De acordo com o jornal Público, a camisola poveira surge em “Ala-Arriba”, filme realizado por Leitão de Barros em 1942, mas já antes disso, em 1938, tinha sido usada por Grace Kelly, imagem que mereceu destaque na National Geographic.
As referências portuguesas podem não ficar por aqui. Na sua linha de artigos para a casa, a marca Tory Burch tem apresentado peças em cerâmica de inspiração naturalista, que alguns utilizadores das redes sociais Facebook e Instagram têm associado à centenária Bordallo Pinheiro, depois de divulgada a notícia sobre a camisola poveira. Na loja online, a marca comercializa várias peças de mesa que recriam folhas de alface, os preços vão dos 80 euros (um saleiro) aos 360 euros (uma terrina).
Esta não é a primeira vez que a marca é publicamente apontada por imitar trajes tradicionais de outros países.
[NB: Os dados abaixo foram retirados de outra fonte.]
PR #507, opened 2024-06-19
Add Links to graph store Node

cbornet:


libs/knowledge-store/ragstack_knowledge_store/graph_store.py
```diff
@@ -18,7 +19,7 @@
 from .concurrency import ConcurrentQueries
 from .content import Kind
 from .embedding_model import EmbeddingModel
-from .link_tag import get_link_tags
+from .link_tag import LinkTag
```
bjchambers, line 22: Suggest changing this to just `links` and `Link` as well. The original name (`LinkTag`) only supported using tags. But, I anticpate other kinds of links (for instance, we could use a special embedding model, and have a link if the source embeds near the target). So, that would be a `OutgoingEmbeddingLink` or something.

libs/knowledge-store/ragstack_knowledge_store/graph_store.py
```diff
@@ -31,8 +32,9 @@ class Node:
     id: Optional[str] = None
     """Unique ID for the node. Will be generated by the GraphStore if not set."""
     metadata: dict = field(default_factory=dict)
-    """Metadata for the node. May contain information used to link this node 
-    with other nodes."""
+    """Metadata for the node."""
+    links: Set[LinkTag] = field(default_factory=set)
```
bjchambers, line 36: This should be `Links` so that it can be tags and other kinds of links.

libs/knowledge-store/ragstack_knowledge_store/graph_store.py
```diff
@@ -328,11 +330,13 @@ def add_nodes(
     ) -> Iterable[str]:
         texts = []
         metadatas = []
+        links: List[Set[LinkTag]] = []
```
bjchambers, line 333: `Link`

libs/knowledge-store/ragstack_knowledge_store/graph_store.py
```diff
@@ -353,7 +357,7 @@ def add_nodes(
                 link_to_tags = set()  # link to these tags
                 link_from_tags = set()  # link from these tags
 
-                for tag in get_link_tags(metadata):
+                for tag in _links:
```
bjchambers, line 360: Why underscore? I usually read that as unused? If this is to avoid shadowing, I think we could call things `link_sets` and `link_set` in this method.

libs/langchain/ragstack_langchain/graph_store/base.py
```diff
@@ -36,8 +39,9 @@ class Node(Serializable):
     id: Optional[str]
     """Unique ID for the node. Will be generated by the GraphStore if not set."""
     metadata: dict = Field(default_factory=dict)
-    """Metadata for the node. May contain information used to link this node
-    with other nodes."""
+    """Metadata for the node."""
+    links: Set[LinkTag] = Field(default_factory=set)
```
bjchambers, line 43: `Link` not `LinkTag`?

libs/langchain/ragstack_langchain/graph_store/extractors/edge_extractor.py
```diff
@@ -1,28 +1,25 @@
...
 from ragstack_knowledge_store._utils import strict_zip
-from ragstack_knowledge_store.link_tag import LinkTag
 
 InputT = TypeVar("InputT")
 
 
 class EdgeExtractor(ABC, Generic[InputT]):
     @abstractmethod
-    def extract_one(self, document: Document, input: InputT):
+    def extract_one(self, document: Document, input: InputT) -> None:
```
bjchambers, line 14: I wonder if it would be cleaner for this to not take `Document` and return the `Set[Link]` instead. Then we could allow: `add_links(document, link1, link2, link3)` or `add_links(document, *edge_extractor(input))`, etc.

libs/langchain/ragstack_langchain/graph_store/extractors/html_link_edge_extractor.py
```diff
@@ -1,6 +1,6 @@
 from langchain_core.documents import Document
-from ragstack_knowledge_store.link_tag import (
-    get_link_tags,
+from ragstack_langchain.graph_store.links import (
```
bjchambers, line 2: I think it may be worth putting the edge extractor interface in the common code so we could share it with LlamaIndex, etc. That may be enabled by the EdgeExtractor change.

libs/knowledge-store/ragstack_knowledge_store/graph_store.py
cbornet: OK, I'll do the same as in your PR. Whichever one we merge first.

libs/knowledge-store/ragstack_knowledge_store/graph_store.py
cbornet: Underscore-something is not the convention for unused, rather for private args.
But I agree we can rename better here.

libs/langchain/ragstack_langchain/graph_store/base.py
cbornet: Good catch

libs/langchain/ragstack_langchain/graph_store/extractors/edge_extractor.py
cbornet: I also prefer not mutating args when the function name is not clearly explicit about it.

libs/langchain/ragstack_langchain/graph_store/extractors/html_link_edge_extractor.py
cbornet: It's always better to make it more generic.
Howver if we want to upstream extractors, I think we shouldn't have a dependency on  ragstack for them.
So LangChain and Llama-index would have their own copy/implementation of them.
WDYT ?

libs/knowledge-store/ragstack_knowledge_store/graph_store.py
cbornet: done

libs/langchain/ragstack_langchain/graph_store/extractors/edge_extractor.py
bjchambers: Yeah. I think I like that. We could change

```
def add_links(doc_or_md, *links: Link) -> None:
  ...
```

to
```
def add_links(doc_or_md, *links: Union[Link, Iterable[Link]]) -> None:
  ...
```

To make it even easier. Then we can write `add_links(document, edge_extractor(input), edge_extractor2(input))` and it will automatically add all the edges to the document or metadata. And the `add_links` becomes the only thing that mutates the document.

cbornet: Let's o another PR for that.

libs/langchain/ragstack_langchain/graph_store/extractors/html_link_edge_extractor.py
cbornet: Let's see that as a follow-up

PR #514, opened 2024-06-24
feat: Limit items retrieved during MMR traversal

bjchambers:


libs/knowledge-store/ragstack_knowledge_store/graph_store.py
```diff
@@ -559,6 +582,8 @@ def similarity_search(
     def _get_adjacent(
```
bjchambers, line 582: Annoyingly, `_get_adjacent` is also used in the testing method `_linked_ids`. I propose we get rid of it. Then I wouldn't need the version without embedings, since it is only used by MMR.

libs/knowledge-store/ragstack_knowledge_store/graph_store.py
```diff
@@ -590,6 +623,7 @@ def add_targets(rows):
             for source_id in source_ids:
                 cq.execute(self._query_source_tags_by_id, (source_id,), callback=add_sources)
 
+        # TODO: Consider a combined limit based on the similarity and/or predicated MMR score?
```
bjchambers, line 626: Right now, each tag can contribute up to `k_per_tag` items. Conceivably, we could try to bound this to an *actual* limit. Note that retrieving more here won't lead to picking more actual items, since the MMR search will still be limited. So, at most this would let us limit the growth of the tags being considered. This may be worth considering.

It gets a bit harder / weirder when we talk about other kinds of edges. Specifically, if we used a source-to-target embedding, then we'd be relying on the ANN ordering to choose the "N nearest targets" to each source tag. At that point, we wouldn't be filtering to the "N nearest based on the source similarity". So, we my thinking is maybe:

1. Call this `k_per_tag` -- it is a limit of how many items we retrieve per tag.
2. For equality tags, we retrieve `k_per_tag` ordered by target similarity to the question.
3. For embedding tags, we retrieve `k_per_tag` ordered by the target embedding (near to the source).
4. For everything we retrieve, we populate a list and scale it based on candidates.
5. We only return the top `k_traverse` (based on the MMR score computed from similarity and diversity).

This let's us say `k_per_tag` is a limit on the number of rows fetched *for each tag* and `k_traverse` is a limit on how many items each selected node can add to the set being considered by MMR.

bjchambers: Thinking about this some more I think the best options are:

1. For both equality and embedding links to query for the top `fetch_k_per_tag` and compute their scores.
2. Add a bound on the size of the set being considered, and drop the lowest scored items if it exceeds that.

This will provide the most consistent behavior between tags, and the most understandable limit in terms of size of the queue. This can be added in a future change -- the current change should be good with the existing `k_per_tag` behavior.

cbornet (approved):

PR #516, opened 2024-06-25
ref: Rename EdgeExtractor to LinkExtractor

bjchambers:
This more closely matches how these operate. For each node we extract "links" (roughly, ports) indicating incoming/outgoing connections they should have.

Edges are created while traversing based on the links. A node with an outgoing link has edges to nodes with matching incoming links.

Also adds tests for the HTML link extractor.


libs/langchain/ragstack_langchain/graph_store/extractors/link_extractor.py
```diff
@@ -0,0 +1,48 @@
...
+            input: The input content to extract edges from.
+            **kwargs: Additional keyword arguments for the extractor.
+
+        Returns:
+            Set of links extracted from the input.
+        """
+
+    def extract_batch(self,
+                      inputs: Iterable[InputT],
+                      batch_kwargs: Optional[Iterable[Dict[str, Any]]] = None,
```
bjchambers, line 34: This was a bit ugly. The problem is that extractors may need additional information about the input -- for instance, HTML Link Extractor needs to know the Base URL. The thinking here is that it can be passed in via extra arguments.

An alternative, would be to have it set `InputT = Tuple[str, str]` (basically, take a tuple of the URL and the input). That may be cleaner (only one iterable). Thoughts?

libs/knowledge-store/notebooks/astra_support.ipynb
```diff
@@ -125,10 +105,11 @@
     "from typing import AsyncIterator, Iterable\n",
     "from ragstack_knowledge_store.graph_store import CONTENT_ID\n",
     "from markdownify import MarkdownConverter\n",
-    "from ragstack_langchain.graph_store.extractors import HtmlLinkEdgeExtractor\n",
+    "from ragstack_langchain.graph_store.links import add_links\n",
```
bjchambers, line 108: I wonder if we should tinker with the `__init__.py` so this can be `from ragstack_langchain.graph_store import add_links` or even make it part of `extractors`?

libs/langchain/ragstack_langchain/graph_store/extractors/link_extractor.py
```diff
@@ -0,0 +1,48 @@
...
+
+        Args:
+            input: The input content to extract edges from.
+            **kwargs: Additional keyword arguments for the extractor.
+
+        Returns:
+            Set of links extracted from the input.
+        """
+
+    def extract_batch(self,
```
cbornet, line 32: If we have `extract_one`, then maybe this should be `extact_many` ?

libs/langchain/ragstack_langchain/graph_store/extractors/link_extractor.py
cbornet: > An alternative, would be to have it set InputT = Tuple[str, str] 

I prefer this solution. And maybe InputT could be typed stronger: InpuT = HtmlLinkInput

libs/knowledge-store/notebooks/astra_support.ipynb
bjchambers: @cbornet thoughts on naming or just moving `add_links` into extractors?

cbornet: Yes, I think we can put it in `__init__`.

libs/langchain/ragstack_langchain/graph_store/extractors/html_link_extractor.py
```diff
@@ -71,32 +74,29 @@ def __init__(
...
+        hrefs = _parse_hrefs(content, base_url, self.drop_fragments)
 
-        add_links(
-            document,
-            Link.incoming(kind=self._kind, tag=url),
-            *[Link.outgoing(kind=self._kind, tag=url) for url in hrefs]
-        )
+        links = { Link.outgoing(kind=self._kind, tag=url) for url in hrefs }
+        links.add(Link.incoming(kind=self._kind, tag=base_url))
+        return links
```
cbornet, line 102: Can you run black on this code ?
We should have an automatic check for it.

cbornet (approved):

PR #518, opened 2024-06-26
Extract metadata's content_id to node id

cbornet:


libs/knowledge-store/ragstack_knowledge_store/graph_store.py
```diff
@@ -24,41 +24,38 @@
...
-CONTENT_ID = "content_id"
-
 
 @dataclass
 class Node:
     """Node in the GraphStore"""
 
     id: Optional[str] = None
     """Unique ID for the node. Will be generated by the GraphStore if not set."""
+    text: str = None
```
bjchambers, line 34: I wonder if we should call this `content`. In the future, we could change it to `Union[str, bytes]` to support different mime types with inline images or not, etc. That said, I think that can be evolved later if needed.

libs/langchain/ragstack_langchain/graph_store/base.py
```diff
@@ -245,14 +248,16 @@ async def atraversal_search(
...
+                None, self.traversal_search, query, k=k, depth=depth, **kwargs
+            )
         )
         done = object()
         while True:
             doc = await run_in_executor(None, next, iterator, done)
             if doc is done:
                 break
-            yield doc
+            yield doc  # type: ignore[misc]
```
bjchambers, line 260: Curious what the lint is complaining about? What are we suppressing here?

bjchambers (approved):

libs/langchain/ragstack_langchain/graph_store/base.py
cbornet: I'm aligning with the langchain code so it's easier to port changes.
This is to appease mypy.
Basically because run_in_executor messes the types.

libs/knowledge-store/ragstack_knowledge_store/graph_store.py
cbornet: Yes we can see that later.

PR #527, opened 2024-06-26
feat: Add extractors for keywords, ner & hierarchy

bjchambers:
This simplifies the use of Keybert for keyword based links and GLiNER for named-entity based links.

This also makes it easier to create links representing a document and/or page hierarchy.


cbornet:
That's a good question between: do we have a ragstack lib that people can use as an optional dependency in LangChain or Llama-index ? Then in LangChain we need to create components to use it.
Or do we put this duplicate this code in LangChain and Llama-Index and make it compatible with their respective abstractions ?

kerinin:
That makes sense. 

FWIW, I think the extractors assign a `source` metadata field which is generally the URL path for remote pages. Capturing the HREF's would probably depend on how the HTML is parsed though.

bjchambers:
@kerinin Take a look at the new tests in the latest commit. I think this strikes a good balance -- if you care about how many times the HTML is parsed, etc. you can use the link extractors directly. If you want to use document transformers, you can do that. In theory, we could even create other document transformers that do things like "parse HTML, then select the sub-parts, then apply extracts to the beautifulsoup, then convert to markdown", but don't want to let the cases explode. This demonstrates an API that supports documents, and can be extended.

kerinin (commented):
Looks great!

PR #528, opened 2024-06-27
initial add of ragulate to ragstack

epinzur:
code taken from https://github.com/epinzur/ragulate


epinzur:
@nicoloboschi maybe we merge the code first and then work on CI & releasing separately?

nicoloboschi (approved):

PR #529, opened 2024-06-27
test: Restore knowldege-store integration tests

bjchambers:
These currently just demonstrate that the knowledge store can be created. That is enough to verify the schema and queries are correct. I'll add more tests over time.

These are smaller than the full langchain tests to run, so are easier to use for iterating on the details.


libs/knowledge-store/tests/integration_tests/test_graph_store.py
```diff
@@ -0,0 +1,79 @@
...
+            session = session,
+            keyspace = KEYSPACE,
+            node_table = node_table,
+            targets_table = targets_table,
+        )
+
+    yield _make_graph_store
+
+    for table in tables:
+        session.execute(f"DROP TABLE IF EXISTS {table}")
```
bjchambers, line 70: Arguably, since these only run against a cassandra docker image, I could skip dropping things for even faster tests. Thoughts?

nicoloboschi: yes you could indeed. Would be great to refactor this to depends on ragstack-test-utils which already have the container code

bjchambers: I would, but I'm worried that will lead to the same problems I have with `libs/langchain/tests/integration_tests`. Specifically, I can't run those locally because something just hangs forever about starting up the container. This works quickly and is easy to interact with since it's all in one file. I generally prefer tests being straightforward, and this seems to simplify things (keeping it in one place) rather than entangling with other utilities...

libs/tests-utils/ragstack_tests_utils/cassandra_container.py
```diff
@@ -12,6 +12,14 @@ def __init__(
         super(CassandraContainer, self).__init__(image=image, **kwargs)
         self.port = port
 
+        self.with_env(
```
bjchambers, line 15: @nicoloboschi 

At least the `HEAP_NEWSIZE` and `MAX_HEAP_SIZE` were why this container wasn't starting for me locally. With these changes things work -- both `knowledge-store` and `langchain`.

Note for Langchain, we can run `poetry run pytest tests/integration_tests -k "[cassandra]` to run only those tests that use the local container (not sure if there is a way to make this a default, so it's easier to run without the astra environment setup).

PR #531, opened 2024-06-28
ragulate: ci and release process

nicoloboschi:


.gitignore
```diff
@@ -100,6 +100,7 @@ ipython_config.py
 #   commonly ignored for libraries.
 #   https://python-poetry.org/docs/basic-usage/#commit-your-poetrylock-file-to-version-control
 poetry.lock
+!libs/ragulate/poetry.lock
```
epinzur, line 103: why ignore this? I've specifically added it to the repo to control versions of things.

epinzur: eh, this is to not ignore... i get it.

epinzur (approved):

libs/ragulate/ragstack_ragulate/datasets/utils.py
```diff
@@ -1,17 +1,19 @@
...
+DATASET_ROOT_PATH = dirname(abspath(__file__))
+
 
 def find_dataset(name: str) -> BaseDataset:
-    root_path = "datasets"
     name = inflection.underscore(name)
-    for kind in os.listdir(root_path):
-        kind_path = os.path.join(root_path, kind)
+    for kind in os.listdir(DATASET_ROOT_PATH):
+        kind_path = os.path.join(DATASET_ROOT_PATH, kind)
```
epinzur, line 16: actually it would be good if we can keep all the datasets under some sub-path.

libs/ragulate/ragstack_ragulate/datasets/utils.py
```diff
@@ -1,17 +1,19 @@
 import os
+from os.path import dirname, abspath
 
 import inflection
 
 from .base_dataset import BaseDataset
 from .crag_dataset import CragDataset
 from .llama_dataset import LlamaDataset
 
+DATASET_ROOT_PATH = dirname(abspath(__file__))
```
epinzur, line 10: this is incorrect. it is not the path of this code folder.  it is a folder in the user's directory to store datasets.

I'll revert this change and make a fix for when it doesn't exist.

PR #536, opened 2024-06-28
ci: run ruff check

nicoloboschi:


libs/ragulate/ragstack_ragulate/cli.py
```diff
@@ -1,5 +1,4 @@
 # this must be imported first for dynamic module loading to function properly
-import setuptools  # isort: skip
```
epinzur, line 2: we need to keep this one

epinzur: @nicoloboschi there is prob a way for ruff to ignore lines

nicoloboschi: added back

cbornet (approved):

tox.ini
```diff
@@ -47,18 +47,19 @@ commands =
 description = lint
 skip_install = true
 commands =
-    poetry install --no-root --only lint
-    poetry run ruff format --diff ragstack tests
-    poetry run ruff check --select I ragstack tests
-    poetry run ruff check ragstack tests
-    poetry run yamllint -s -c .github/.yamllint .github/
+    ruff format --diff .
```
cbornet, line 50: Please keep the changes from main

cbornet (changes requested):

cbornet (approved):

PR #552, opened 2024-06-30
Fix Resume RAGulate Queries

saikolasani:
preset the query count (_finished_queries) to the count of completed queries and update tqdm


epinzur (approved):

saikolasani:
@jordanrfrazier Tagged for visibility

Em 2017, uma outra peça Tory Burch (um casaco) foi destacado pelo perfil de Instagram Give Credit como sendo uma cópia de uma peça tradicional romena, enquanto a designer caracterizou a criação como sendo de inspiração africana. Burch acabou mais tarde por dar crédito à verdadeira referência do casaco.
Artigo atualizado no dia 26 de março, às 10h20.